Your boys might be fully involved with this little girl when she is born and might end up becoming more like a sister ! I would try and focus on all the positives it may bring for you and your boys for the time being. I know there is nothing worse than feeling like your boys may be pushed aside but if you have close and considerate family it should be ok!.


----------



## george83

I have no advice for you I’m afraid but lots of sympathy. My older sister had a girl first followed by 2 boys, I then had 3 boys and my younger sister has recently had her first child - a baby girl. The amount of comments I heard about it being wonderful there was another girl in the family etc etc it actually made me feel sick as if my boys weren’t special enough. I know sometimes it is just something to say but it’s hard to hear.

I know I’m biased but having 3 boys is great - good luck!


----------



## Babybump87

Ouch I am waiting for the hurtful comments too should baby no 3 be a girl too ! Everyone seems to have their hopes up on a boy ! Me and DH think another girl anyway haha ! Not saying that to anyone though !


----------



## amanda111308

Thank you ladies for your replies. I am feeling much better about things now that the initial shock and awe over the announcement has passed. My in laws have been absolutely lovely about everything and on their own have said to me that this boy is highly anticipated and loved beyond words and have assured me that I shouldn't worry about my boys feeling left out. And truthfully I feel like I have always known they wouldn't play favorites or anything. It tends to be strangers that learn of me having a third boy that say the stupid insensitive comments and give completely unwanted sympathetic looks. I am feeling much better about things for now but I'm sure I might waiver again when she is born in the spring... Lol stupid hormones...


----------



## Bevziibubble

I'm glad you're feeling better about things :)


----------



## bbbbbbb811

I agree with it being strangers making comments that are rude insensitive. Right in front of my children, are you hoping for a boy this time? No I’m hoping for a baby! I’m glad your in-laws reassured you and you’re feeling better! I get upset about my children being left out by my OHs family, but he always says that they have all they need, me and him


----------



## Babybump87

Aww how lovely are your in laws ! So happy your feeling better about the news ! 

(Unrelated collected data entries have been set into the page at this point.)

PR #2329, opened 2018-11-06
Maintenance bug not show downloaded languages

### LINKED ISSUE #2324: Spanish translated in Connect but still not appearing
Spanish has already been translated in POEditor but it doesn't appear in the list and user cannot select it.

manuelplazaspalacio:
### :pushpin: References
* **Issue:** close #2324 
* **Related pull-requests:** 

Solve bug that not shows all downloaded languages.

Getting the downloaded languages in settings activity instead of the fixed languages in strings.xml.

- [ ] **Use case 1:** Login in app with 8001 user, enter in settings and change the language, enter in a survey to check if ti's translated. Not al app strings are translated because now they use the static strings  in the strings.xml file.

### :art: UI changes?


xurxodev (approved):
thanks @manuelplazaspalacio

PR #2344, opened 2018-12-05
update the push period to the minimun

### LINKED ISSUE #2340: Check alarm logic
The client is complaining for several minutes waiting for the alarm to be launched. So he's asking for confirmation on what's the logic under the alarm. 

As far as I know, the alarm only has to do with the logic present in the onCreate() function in the BaseActivity that's calling the AlarmPushReceiver class. 

Looking at there, the push period should depend on the variable stored in the strings file
```
    <string name="PUSH_PERIOD" translatable="false">10</string>
```

But it seems like there's something else interacting with the alarm, as it's rare that a push last for only 10 seconds. 

We would need to properly analyze the push and determine how much time we spend on each task...like:
- xxx secs waiting for alarm
- xxx secs converting the vouchers
- xxx secs checking for the quarantine
- ...

We should end up with something meaningful explaining why the app's not lasting for 10 seconds on each retry

idelcano:
### :pushpin: References
* **Issue:** close #2340 

Check the alarm workflow

I change the push period to 60 secs, the minimun allowed by android for the repeating alarms in api>19

I have checked the alarm workflw:

our alarm (with 10 seconds) runs every minute.
I tested using 120 secs and checked that it runs every 2 minutes (works as expected).

All this periods are not exact:

about <1 sec converting one voucher
about 1 sec for ONE quarantine
about 10 sec for push one voucher
(more info in the issue)

I created a diagram:
untitled diagram

Run the app an check if the push is pushed every 60 secs

### :art: UI changes?

### DIFF
--- a/app/src/main/res/values/donottranslate.xml
+++ b/app/src/main/res/values/donottranslate.xml
@@ -19,7 +19,7 @@
     <string name="pref_cat_server" translatable="false">pref_cat_server</string>
     <item name="language_code" translatable="false" type="string">language_code</item>
 
-    <string name="PUSH_PERIOD" translatable="false">10</string>
+    <string name="PUSH_PERIOD" translatable="false">60</string>
 
     <string name="font_size_system" translatable="false">system</string>
 


xurxodev (approved):
thanks @idelcano

PR #2345, opened 2018-12-06
Maintenance manual push

### LINKED ISSUE #2341: Manual push
Each time the push is happening in background, spinning arrows appear in the action bar, showing the user that something's happening in the background.

Now we need to keep those arrows permanently in the actionbar, and behave as a button, so the user can decide to manually order a push on demand. 

Apart from this, the button must be disabled for 30 seconds after it finishes, to avoid impatient users retrying and retrying, and acting as a DoS attack.

When the button's disabled, it should be greyed out to clearly show it. 

PS: As you probably will notice, if normal push happens on a 10secs periodicity and the button must be disabled during 30secs then that means that the button would be always disabled. Well, that has to do with the issue #2340. The idea is that it's not currently being an alarm each 10secs, but more something like some minutes, so in the end we would like to end up with an alarm every minute, with 30secs of disabled button.

manuelplazaspalacio:
### :pushpin: References
* **Issue:** close #2341  

Can make manual push clicking on the refresh image.

Adding the last push date to the app info to know if can make manual push, and getting it to know if can make manual push. Enabling and disabling refresh button if can or not make manual push.

Change donottranslate string PUSH_PERIOD to 100 Login with 8001 and try demo push and wait to the manual push enables waiting 30 seconds.
Change donottranslate string PUSH_PERIOD to 100 Login with demo and try demo push and wait to the manual push enables waiting 30 seconds.
Try if after doing manual going out from app an entering manual push activation works well. 

### :art: UI changes?


app/src/ereferrals/java/org/eyeseetea/malariacare/domain/usecase/GetCanMakeManualPushUseCase.java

Totally agree strangers or people you don’t know that well can be so insensitive! People have said to me about my pregnancy are you hoping for a boy , were you trying for a boy and like you bbb I just said no we tried for a baby ! It’s so annoying!


----------



## bumble b

I have 3 boys & know exactly how it feels. We were sure ds3 was our last & i was content with 3 boys so this little bonus baby's gender hasn't bothered me at all. I would happily have 4 boys :) i think i toughened up during ds3's pregnancy so i'm prepared for any comments this time, i'll pounce haha! My in laws only have one grandaughter but it's not my duty to change that so i'm not fussed lol x


----------



## noon_child

I know it can be hurtful to face this difference in other people's excitement but it's nice sometimes to flip things on their head re-evaluate it and if you think about it, all the "fuss" that will be made of this girl could easily become suffocating for her. Because she is the only girl she may well be expected to be a certain way - love dressing-up, playing with dolls etc. but surrounded by young boys she might want to join in with their games (although they may also love dress up and dolls!). The expectation on her to be the girl 'they' all want may quash who she is as an individual. Your son by comparison might be free to be his own person because no-one has any expectations about him!


----------



## amanda111308

noon_child said:


> I know it can be hurtful to face this difference in other people's excitement but it's nice sometimes to flip things on their head re-evaluate it and if you think about it, all the "fuss" that will be made of this girl could easily become suffocating for her. Because she is the only girl she may well be expected to be a certain way - love dressing-up, playing with dolls etc. but surrounded by young boys she might want to join in with their games (although they may also love dress up and dolls!). The expectation on her to be the girl 'they' all want may quash who she is as an individual. Your son by comparison might be free to be his own person because no-one has any expectations about him!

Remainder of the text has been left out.